To track the movement of the E. coli through the bead volume BSim we recorded the spatial location of a group of 15 E. coli. Below is a graph of average distance travelled from their start location over 300 simulation timesteps. The error-bars represent the standard deviation of the group. The jagged features in the distribution appear to be from features in the mesh that cause 'choke points' for the movement of the bacteria through the gel.
Motility in a degraded Mesh
After looking at movement through our mesh model we decided to look at movement through a gel mesh that had been degraded, so it was more permeable. To simulate this degredation the mesh was modified so that 20 percent of the links were randomly deleted.
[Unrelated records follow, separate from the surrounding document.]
PR #194, opened 2026-05-22
Filter informer cache to operator-managed resources only

### LINKED ISSUE #186: Filter resources the operator watches/caches to its own managed resources
From #176 

Currently the operator is not limited to the resources it watches and caches. This unbounded watching is causing high memory. The Operator should only be concerned about the resources it creates, which would always be labelled with `app.kubernetes.io/managed-by: valkey-operator`.

Introduce a filter for this label.

bjosv:
This PR closes #186

### Summary
Add label selector filtering to the manager cache so only resources with `app.kubernetes.io/managed-by=valkey-operator` are cached. This reduces memory usage in large clusters where many unrelated resources exist.

Filtered types: Service, StatefulSet, Deployment, Pod, ConfigMap, PersistentVolumeClaim, PodDisruptionBudget.

Secrets are left unfiltered because the operator reads user-provided password Secrets that don't carry the managed-by label.

### Testing

In a test cluster (kind) with 5000 ConfigMaps, 1000 Services, and 200 Deployments from other workloads, operator RSS dropped from 76MB to 57MB (~25% reduction).

### Checklist

### DIFF
--- a/cmd/main.go
+++ b/cmd/main.go
@@ -27,10 +27,16 @@ import (
 	_ "k8s.io/client-go/plugin/pkg/client/auth"
 
 	versioncollector "github.com/prometheus/client_golang/prometheus/collectors/version"
+	appsv1 "k8s.io/api/apps/v1"
+	corev1 "k8s.io/api/core/v1"
+	policyv1 "k8s.io/api/policy/v1"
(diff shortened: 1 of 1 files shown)


jdheyburn (approved):
Nice one!

PR #359, opened 2026-08-03
fix: grant _replication user +sync for dual-channel replication

### LINKED ISSUE #358: [BUG]: _replication system user missing +sync ACL grant, breaks dual-channel replication with NOPERM loop
## Pre-flight checks

- [x] I have searched existing issues and discussions and could not find a duplicate. (Related but distinct: #305 / fixed by #306, which granted `+select +@write` to `_replication` for atomic slot migration. This report is about a different missing permission needed for a different replication path.)
- [x] I am running a recent version of the operator (latest release, v0.4.0) and the issue still reproduces.

## Bug Description

The operator's built-in `_replication` system user ACL grants `+psync` but not `+sync`. When `dual-channel-replication-enabled yes` is set on the Valkey server, the RDB-only side channel used by dual-channel replication issues a legacy `SYNC` command (not `PSYNC`) to start its transfer. Because `_replication` isn't granted `+sync`, this fails with `-NOPERM`, and the replica retries the full handshake from scratch roughly every second, forever — it never completes a full sync.

The relevant ACL is generated here:

https://github.com/valkey-io/valkey-operator/blob/main/internal/controller/users.go#L72-L78

```go
replicationUser: strings.Join([]string{
    "-@all +psync +replconf +ping", // the ACL rawstring for replication is taken from Valkey documentation: https://valkey.io/topics/acl/#acl-rules-for-sentinel-and-replicas
    "+cluster|syncslots",           // required for atomic slot migration
    // Today, Atomic slot migration streams the snapshot as a command stream
    // (SELECT + type-specific write commands from the AOF-rewrite)
    "+select +@write ~* -flushall -flushdb -swapdb",
}, " "),
```

`sync` is missing from the initial `-@all +psync +replconf +ping` grant.

## Steps to Reproduce

1. Install valkey-operator v0.4.0.
2. Create a ValkeyCluster with replicas, e.g.:
   ```yaml
   kind: ValkeyCluster
   metadata:
     name: valkey-cluster
   spec:
     shards: 3
     replicas: 1
   ```
3. Set `dual-channel-replication-enabled yes` on the Valkey server config (via the operator's server config passthrough).
4. Trigger any full resync of a replica (e.g. add a new replica, or force a replica to lose its cached primary — rolling restart, primary failover, or a network blip past `repl-backlog-size` all work).
5. Watch the replica's logs.

## Expected Behaviour

The replica completes dual-channel full sync and catches up to the primary.

## Actual Behaviour

The replica loops forever, retrying the handshake roughly every second, and never completes sync:

```
server 1:S 22 Jul 2026 15:22:07.571 * Dual channel replication: PSYNC is not possible, initialize RDB channel.
server 1:S 22 Jul 2026 15:22:07.574 # Dual channel replication: Received unexpected $ENDOFF response: -NOPERM User _replication has no permissions to run the 'sync' command
server 1:S 22 Jul 2026 15:22:07.574 # Dual channel sync failed with error -NOPERM User _replication has no permissions to run the 'sync' command
server 1:S 22 Jul 2026 15:22:07.574 * Dual channel replication: Aborting dual channel sync
server 1:S 22 Jul 2026 15:22:08.578 * Connecting to PRIMARY 10.44.99.13:6379
server 1:S 22 Jul 2026 15:22:08.579 * PRIMARY <-> REPLICA sync started
server 1:S 22 Jul 2026 15:22:08.581 * Partial resynchronization not possible (no cached primary)
server 1:S 22 Jul 2026 15:22:08.582 * Dual channel replication: PSYNC is not possible, initialize RDB channel.
server 1:S 22 Jul 2026 15:22:08.585 # Dual channel replication: Received unexpected $ENDOFF response: -NOPERM User _replication has no permissions to run the 'sync' command
server 1:S 22 Jul 2026 15:22:08.585 # Dual channel sync failed with error -NOPERM User _replication has no permissions to run the 'sync' command
server 1:S 22 Jul 2026 15:22:08.585 * Dual channel replication: Aborting dual channel sync
```
(repeats indefinitely, ~1s cadence)

For a cluster taking meaningful write throughput, this is a hard outage for that replica/shard — it can never catch up.

## ValkeyCluster / ValkeyNode resource

```yaml
kind: ValkeyCluster
metadata:
  name: valkey-cluster
spec:
  shards: 3
  replicas: 1
```
(Minimal repro shape)

## Valkey pod logs

See the log block above under "Actual Behaviour."

## Operator version

v0.4.0

## Additional context

- Sibling issue: #305 (fixed by #306) hit the same class of bug for the `select` command needed during atomic slot migration. Same root cause pattern (the `_replication` system user ACL not covering every command a given replication mode needs), this time for `sync`, needed by dual-channel replication.
- Suggested fix: add `+sync` to the initial command grant on `internal/controller/users.go` line 73, e.g. `"-@all +psync +replconf +ping +sync"`.
- Workaround in the meantime: don't set `dual-channel-replication-enabled yes` until this is fixed — plain `PSYNC`-based single-channel replication works fine since `_replication` already has `+psync`.

itsyuvalcohen:
This PR closes #358

### Summary

The `_replication` system user's ACL grants `+psync` but not `+sync`. When `dual-channel-replication-enabled yes` is set on the Valkey server, the RDB-only side channel issues a legacy `SYNC` (not `PSYNC`) to start its transfer, which fails with `-NOPERM`. The replica then retries the full handshake from scratch roughly every second, indefinitely, and never completes sync.

No new features or CRD changes. This only widens the built-in `_replication` system user's ACL to include `+sync`, matching the maintainer-suggested grant order from the linked issue.

### Implementation

Single-line fix in `internal/controller/users.go`: added `+sync` to the initial `-@all +psync +sync +replconf +ping` grant for `replicationUser`. No other behaviour changes.

### Limitations

The upstream Valkey ACL documentation (referenced in the code comment) doesn't currently call out `+sync` as a requirement for dual-channel replication specifically — that's a separate doc fix outside this operator repo, noted by @jdheyburn on the linked issue.

### Testing

- `make test`: all packages pass, including `internal/controller` (existing ACL/user tests unaffected since none assert the literal ACL string content).
- `make lint`: could not run to completion in my local environment — `golangci-lint` was built against go1.25 but a transitive dependency (`sigs.k8s.io/controller-tools`) now requires go1.26, causing a pre-existing toolchain version mismatch (`can't load config: the Go language version (go1.25) used to build golangci-lint is lower than the targeted Go version (1.26)`). This reproduces on a clean checkout of `main` with no changes, so it's unrelated to this PR. `go vet ./...` (part of the `make test` prerequisite chain) passes cleanly.
- Did not stand up a live cluster to reproduce end-to-end in this session; the fix is verified against the exact `-NOPERM` log signature reported in #358, and the grant matches what @jdheyburn confirmed would resolve it.

### Checklist

- [ ] Tests are added or updated. (No new test added — happy to add a regression test asserting `+sync` is present in the `_replication` ACL if maintainers want one; didn't want to presume the preferred test shape.)
- [x] Documentation files are updated. (N/A for this repo; see Limitations re: upstream Valkey docs.)
- [ ] I have run pre-commit locally (`pre-commit run --all-files` or hooks on commit) — not installed in my environment; ran `go fmt`/`gofmt` and `make test` manually instead.

### DIFF
--- a/internal/controller/users.go
+++ b/internal/controller/users.go
@@ -71,8 +71,8 @@ var (
 		exporterUser: "-@all +@connection +memory -readonly +strlen +config|get +xinfo +pfcount -quit +zcard +type +xlen -readwrite -command +client -wait +scard +llen +hlen +get +eval +slowlog +cluster|info +cluster|slots +cluster|nodes -hello -echo +info +latency +scan -reset -auth -asking",
 
 		replicationUser: strings.Join([]string{
-			"-@all +psync +replconf +ping", // the ACL rawstring for replication is taken from Valkey documentation: https://valkey.io/topics/acl/#acl-rules-for-sentinel-and-replicas
-			"+cluster|syncslots",           // required for atomic slot migration
+			"-@all +psync +sync +replconf +ping", // the ACL rawstring for replication is taken from Valkey documentation: https://valkey.io/topics/acl/#acl-rules-for-sentinel-and-replicas; +sync is required for dual-channel replication
+			"+cluster|syncslots",                 // required for atomic slot migration
 			// Today, Atomic slot migration streams the snapshot as a command stream
 			// (SELECT + type-specific write commands from the AOF-rewrite)
 			"+select +@write ~* -flushall -flushdb -swapdb",


sandeepkunusoth (approved):

jdheyburn (approved):
Thank you for raising this!

PR #368, opened 2026-08-08
test(e2e): updated e2e tests asserting pod template rolls and version upgrade rolls are happening on one node at a time

### LINKED ISSUE #362: [TEST]: e2e coverage for staged WorkloadRevision template rolls
### Pre-flight checks

### Problem / Use case

#338 stages cluster-owned pod template updates via `ValkeyNode.spec.workloadRevision` so operator upgrades and other builder-only template changes do not restart every node at once. Behaviour is covered by unit/envtest and manual kind repro; there is no automated e2e that asserts pods do not all restart together when the template changes under a fixed ValkeyCluster Spec.

### Proposed solution

Add an e2e (or extend an existing suite) that:

1. Creates a multi-node ValkeyCluster and waits until Ready.
2. Forces a pod-template-only change without editing ValkeyCluster Spec fields the user would change for data (e.g. operator image / builder delta, or an equivalent controlled template hash change).
3. Asserts StatefulSet/Deployment template applies (or pod restarts) are staged: limited concurrency, not all nodes replaced in one wave.
4. Optionally asserts `WorkloadDrift` / `spec.workloadRevision` progress while rolling.

### Scope of change

Medium (new controller flow coverage)

### Contribution

- [ ] I would like to implement this feature myself.

### Additional context

Follow-up from review of https://github.com/valkey-io/valkey-operator/pull/338 (park e2e for the feature PR, track separately). Related: #337.

sandeepkunusoth:
### Summary

Added e2e tests asserting pod template rolls are staged one node at a time in both of these bwlo scenarios.
- exporter args change
- valkey cluster image version upgrade.

### Changes

- updated existing e2e test Context("rolliing update")

### Testing

tested locally on kind cluster

### Checklist


test/e2e/valkeycluster_test.go
```diff
@@ -1871,7 +1872,268 @@ spec:
 	Context("rolling update", func() {
 		const clusterName = "valkeycluster-rolling-e2e"
 
+		createReadyCluster := func(manifest string, readyShards int32) {
+			cmd := exec.Command("kubectl", "delete", "valkeycluster", clusterName, "--ignore-not-found=true", "--wait=true", "--timeout=5m")
+			_, _ = utils.Run(cmd)
```
bjosv, line 1877: Do we need a `--timeout` in kubectl delete here, but not in `deleteCluster` below?
In that case, should we check err for this Run(cmd)?

test/e2e/valkeycluster_test.go
```diff
@@ -1881,28 +2143,13 @@ spec:
...
-			}()
-
-			By("waiting for the cluster to become Ready")
-			Eventually(func(g Gomega) {
-				cr, err := utils.GetValkeyClusterStatus(clusterName)
-				g.Expect(err).NotTo(HaveOccurred())
-				g.Expect(cr.Status.State).To(Equal(valkeyiov1alpha1.ClusterStateReady))
-				g.Expect(cr.Status.ReadyShards).To(Equal(int32(2)))
-			}, 10*time.Minute, 5*time.Second).Should(Succeed())
+			createReadyCluster(manifest, 2)
```
bjosv, line 2146: Previously we used a 10min timeout for this (2-shard) cluster and now its 2 minutes (default),
is it enough for below 3-shard clusters on a slow CI day? Should be?

test/e2e/valkeycluster_test.go
```diff
@@ -1871,7 +1872,268 @@ spec:
...
+				return updated == expectedPods && restarted == expectedPods
+			}
+
+			Eventually(func(g Gomega) {
+				updated := updatedSTs(g)
+				if updated > 0 && updated < expectedPods {
+					sawPartial = true
+				}
+
+				cmd := exec.Command("kubectl", "get", "pods",
```
bjosv, line 2060: This code looks similar to `podUIDs`, can it be used here?

test/e2e/valkeycluster_test.go
```diff
@@ -1871,7 +1872,268 @@ spec:
...
+
+		countStatefulSetsWithServerImage := func(g Gomega, image string) int {
+			return countStatefulSetContainers(g, func(name, img string, _ []string) bool {
+				return name == "server" && img == image
+			})
+		}
+
+		assertStagedRoll := func(baselineUIDs map[string]string, expectedPods int, baselineRevs map[string]string, updatedSTs func(g Gomega) int) {
+			maxConcurrentRestarts := 0
+			sawPartial := false
```
bjosv, line 2049: alternative name for `sawPartial` can be `stagedRollObserved`?

daanvinken:
#362 targets a roll where the `ValkeyCluster` spec stays fixed and only the built pod template changes (operator upgrade or an equivalent builder change). That is the case `workloadRevision` is meant to stage.

This PR patches `spec.exporter.args` and `spec.image`. Those are user spec edits. The cluster controller already writes them onto one `ValkeyNode` at a time, and `workloadRevision` goes out in the same write ([`reconcileValkeyNode`](https://github.com/valkey-io/valkey-operator/blob/6fbed7fa7442fd97074eb0b09b31b8b49e9e0db4/internal/controller/valkeycluster_controller.go#L642-L695)). The node never has to wait on `AwaitingWorkloadRevision` I think.

I still think this is a valuable E2E, but these tests can pass even if the revision gate always allows the apply.

test/e2e/valkeycluster_test.go
sandeepkunusoth: added back timeout values during create

sandeepkunusoth:
> #362 targets a roll where the `ValkeyCluster` spec stays fixed and only the built pod template changes (operator upgrade or an equivalent builder change). That is the case `workloadRevision` is meant to stage.
> 
> This PR patches `spec.exporter.args` and `spec.image`. Those are user spec edits. The cluster controller already writes them onto one `ValkeyNode` at a time, and `workloadRevision` goes out in the same write ([`reconcileValkeyNode`](https://github.com/valkey-io/valkey-operator/blob/6fbed7fa7442fd97074eb0b09b31b8b49e9e0db4/internal/controller/valkeycluster_controller.go#L642-L695)). The node never has to wait on `AwaitingWorkloadRevision` I think.
> 
> I still think this is a valuable E2E, but these tests can pass even if the revision gate always allows the apply.

you are right this PR is not completely fixing the issue https://github.com/valkey-io/valkey-operator/issues/362. removed it from PR description. will post discussion on issue as it depends on whether we want to test operator upgrades in E2e test.

removed AwaitingWorkloadRevision check on exisiting tests added for spec changes version upgrade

We were expecting motility to be further impared, as more of the gel's surface area is exposed, but the effect seems to be the opposite. The graph below shows that the E. coli infact moved further and the 'choke point' effect is much less pronounced. This may mean that as the bead degrades more of the agrEcoli encapsulated within will be able to move into the environment. This effect should be explored further when designing a final version of the bead, it's structual integrity should be maintained until most of the agrEcoli inside are dead.
Simple Diffusion
Simple illustration of chemical field diffusing through two different media, the aqueous environment surrounding the gel strand and the gel itself. The source of the chemical is a contact at the bottom of the simulation volume. The agrEcoli bacteria are shown changing color as concentration changes to represent expression of rfp/gfp ratio.